Return the full listing exactly as it is written.

(Beginning of INPUT FOR THIS TASK)

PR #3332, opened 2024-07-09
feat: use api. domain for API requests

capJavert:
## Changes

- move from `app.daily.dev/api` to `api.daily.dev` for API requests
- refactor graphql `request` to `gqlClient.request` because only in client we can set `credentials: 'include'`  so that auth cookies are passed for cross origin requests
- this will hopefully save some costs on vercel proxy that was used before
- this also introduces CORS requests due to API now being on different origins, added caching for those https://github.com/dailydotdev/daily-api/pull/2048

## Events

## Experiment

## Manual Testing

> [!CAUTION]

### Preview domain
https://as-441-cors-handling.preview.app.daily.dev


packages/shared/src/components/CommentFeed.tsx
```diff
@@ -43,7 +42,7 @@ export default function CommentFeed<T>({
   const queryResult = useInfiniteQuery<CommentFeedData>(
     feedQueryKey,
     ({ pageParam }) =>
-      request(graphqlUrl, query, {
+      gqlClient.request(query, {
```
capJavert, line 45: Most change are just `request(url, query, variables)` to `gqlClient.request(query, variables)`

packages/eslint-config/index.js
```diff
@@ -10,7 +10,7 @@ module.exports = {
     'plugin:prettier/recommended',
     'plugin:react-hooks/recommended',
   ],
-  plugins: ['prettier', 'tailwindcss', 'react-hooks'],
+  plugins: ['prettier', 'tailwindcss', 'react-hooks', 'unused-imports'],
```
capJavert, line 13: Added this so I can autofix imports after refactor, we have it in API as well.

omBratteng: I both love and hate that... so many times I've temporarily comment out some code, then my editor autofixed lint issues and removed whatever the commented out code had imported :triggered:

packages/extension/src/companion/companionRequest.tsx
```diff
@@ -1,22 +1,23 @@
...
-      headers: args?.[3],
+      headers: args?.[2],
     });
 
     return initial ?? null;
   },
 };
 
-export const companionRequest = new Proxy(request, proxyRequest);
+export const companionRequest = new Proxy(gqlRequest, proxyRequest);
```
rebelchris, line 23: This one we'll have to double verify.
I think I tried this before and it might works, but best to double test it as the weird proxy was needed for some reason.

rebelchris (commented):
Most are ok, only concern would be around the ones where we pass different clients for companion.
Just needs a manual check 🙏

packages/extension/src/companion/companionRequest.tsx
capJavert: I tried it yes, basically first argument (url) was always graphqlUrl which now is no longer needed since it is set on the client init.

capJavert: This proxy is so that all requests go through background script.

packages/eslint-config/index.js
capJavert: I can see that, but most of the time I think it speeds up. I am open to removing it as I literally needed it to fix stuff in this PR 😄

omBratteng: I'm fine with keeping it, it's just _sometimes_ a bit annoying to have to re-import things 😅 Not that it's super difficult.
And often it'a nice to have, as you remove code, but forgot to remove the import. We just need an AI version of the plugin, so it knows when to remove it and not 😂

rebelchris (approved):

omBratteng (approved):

(End of INPUT FOR THIS TASK)

■ **YOUR RESPONSE**
PR #3332, opened 2024-07-09
feat: use api. domain for API requests

capJavert:
## Changes

- move from `app.daily.dev/api` to `api.daily.dev` for API requests
- refactor graphql `request` to `gqlClient.request` because only in client we can set `credentials: 'include'`  so that auth cookies are passed for cross origin requests
- this will hopefully save some costs on vercel proxy that was used before
- this also introduces CORS requests due to API now being on different origins, added caching for those https://github.com/dailydotdev/daily-api/pull/2048

## Events

## Experiment

## Manual Testing

> [!CAUTION]

### Preview domain
https://as-441-cors-handling.preview.app.daily.dev


packages/shared/src/components/CommentFeed.tsx
```diff
@@ -43,7 +42,7 @@ export default function CommentFeed<T>({
   const queryResult = useInfiniteQuery<CommentFeedData>(
     feedQueryKey,
     ({ pageParam }) =>
-      request(graphqlUrl, query, {
+      gqlClient.request(query, {
```
capJavert, line 45: Most change are just `request(url, query, variables)` to `gqlClient.request(query, variables)`

packages/eslint-config/index.js
```diff
@@ -10,7 +10,7 @@ module.exports = {
     'plugin:prettier/recommended',
     'plugin:react-hooks/recommended',
   ],
-  plugins: ['prettier', 'tailwindcss', 'react-hooks'],
+  plugins: ['prettier', 'tailwindcss', 'react-hooks', 'unused-imports'],
```
capJavert, line 13: Added this so I can autofix imports after refactor, we have it in API as well.

omBratteng: I both love and hate that... so many times I've temporarily comment out some code, then my editor autofixed lint issues and removed whatever the commented out code had imported :triggered:

packages/extension/src/companion/companionRequest.tsx
```diff
@@ -1,22 +1,23 @@
...
-      headers: args?.[3],
+      headers: args?.[2],
     });
 
     return initial ?? null;
   },
 };
 
-export const companionRequest = new Proxy(request, proxyRequest);
+export const companionRequest = new Proxy(gqlRequest, proxyRequest);
```
rebelchris, line 23: This one we'll have to double verify.
I think I tried this before and it might works, but best to double test it as the weird proxy was needed for some reason.

rebelchris (commented):
Most are ok, only concern would be around the ones where we pass different clients for companion.
Just needs a manual check 🙏

packages/extension/src/companion/companionRequest.tsx
capJavert: I tried it yes, basically first argument (url) was always graphqlUrl which now is no longer needed since it is set on the client init.

capJavert: This proxy is so that all requests go through background script.

packages/eslint-config/index.js
capJavert: I can see that, but most of the time I think it speeds up. I am open to removing it as I literally needed it to fix stuff in this PR 😄

omBratteng: I'm fine with keeping it, it's just _sometimes_ a bit annoying to have to re-import things 😅 Not that it's super difficult.
And often it'a nice to have, as you remove code, but forgot to remove the import. We just need an AI version of the plugin, so it knows when to remove it and not 😂

rebelchris (approved):

omBratteng (approved):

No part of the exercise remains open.